The 2013 study demonstrated the nanoparticle’s ability to detect and kill a specific MDR bacterium, Salmonella DT104. To aid in detection, antibodies that were highly specific to this strain of Salmonella were covalently bonded to the gold surface of the nanoparticle. The original amount of bacteria in the colony was 1.2x〖10〗^5 and after suspending these particles in solution with the bacterium for 20 minutes, 1.15x〖10〗^5 were captured by the nanoparticles, a phenomenal 96% capture rate. After demonstrating its capabilities in effectively detecting Salmonella DT104 in solution, the nanoparticles were also tested for their ability to kill what they had isolated. This is where the aforementioned gold surface of the nanotechnology comes in. Its gold surface is able to convert NIR light into vibrational energy that can generate thermal energy that can kill the bacteria.
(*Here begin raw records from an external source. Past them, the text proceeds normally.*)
PR #1785, opened 2025-02-26
metal lowbit kernels: pip install

manuelcandales:
Integrate lowbit metal kernels into setup.py installation

```
USE_CPP=1 TORCHAO_BUILD_EXPERIMENTAL_MPS=1 pip install .
```

Running the above command under the `ao` directory on a Mac will also build the metal kernels.

### DIFF
--- a/setup.py
+++ b/setup.py
@@ -75,6 +75,20 @@ from torch.utils.cpp_extension import (
     CUDAExtension,
 )
 
+build_torchao_experimental_mps = (
+    os.getenv("TORCHAO_BUILD_EXPERIMENTAL_MPS") == "1"
+    and build_torchao_experimental
+    and torch.mps.is_available()
+)
+
+if os.getenv("TORCHAO_BUILD_EXPERIMENTAL_MPS") == "1":
+    if use_cpp != "1":
+        print("Building experimental MPS ops requires USE_CPP=1")
+    if not platform.machine().startswith("arm64") or platform.system() != "Darwin":
+        print("Experimental MPS ops require Apple Silicon.")
+    if not torch.mps.is_available():
+        print("MPS not available. Skipping compilation of experimental MPS ops.")
+
 # Constant known variables used throughout this file
 cwd = os.path.abspath(os.path.curdir)
 third_party_path = os.path.join(cwd, "third_party")
@@ -174,6 +188,8 @@ class TorchAOBuildExt(BuildExtension):
         if not os.path.exists(self.build_temp):
             os.makedirs(self.build_temp)
 
+        build_mps_ops = "ON" if build_torchao_experimental_mps else "OFF"
+
         subprocess.check_call(
             [
                 "cmake",
@@ -181,8 +197,10 @@ class TorchAOBuildExt(BuildExtension):
                 "-DCMAKE_BUILD_TYPE=" + build_type,
                 # Disable now because 1) KleidiAI increases build time, and 2) KleidiAI has accuracy issues due to BF16
                 "-DTORCHAO_BUILD_KLEIDIAI=OFF",
+                "-DTORCHAO_BUILD_MPS_OPS=" + build_mps_ops,
                 "-DTorch_DIR=" + torch_dir,
                 "-DCMAKE_LIBRARY_OUTPUT_DIRECTORY=" + extdir,
+                "-DCMAKE_INSTALL_PREFIX=cmake-out",
             ],
             cwd=self.build_temp,
         )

In this study, red light was used to excite the nanoparticles that had already detected and attached to Salmonella DT104. Evidence of the nanoparticles’ ability to drastically increase heat through vibrational motion was demonstrated by the increase in temperature of the solution from 30℃ to 48℃ after exposure to red light. It was under these conditions and just after 10 minutes of exposure to the red light that all colonies of the bacteria were eradicated (Fig. 5).
Looking to the Future
According to the World Health Organization, in one or two decades the current set of existing antibiotics will fail to cure any MDR infections. However, with already so many advancements in potent nanotechnology in the form of nanoparticles with nanopillar structures with an average killing rate of 450,000 cells per minute, per sq. centimeter and popcorn-like nanoparticles that have a capture efficiency of 96% and the ability to eradicate bacteria in just 10 minutes, the future does not look so bleak. Gone will be the days when antibiotics were the only cure to bacterial infections.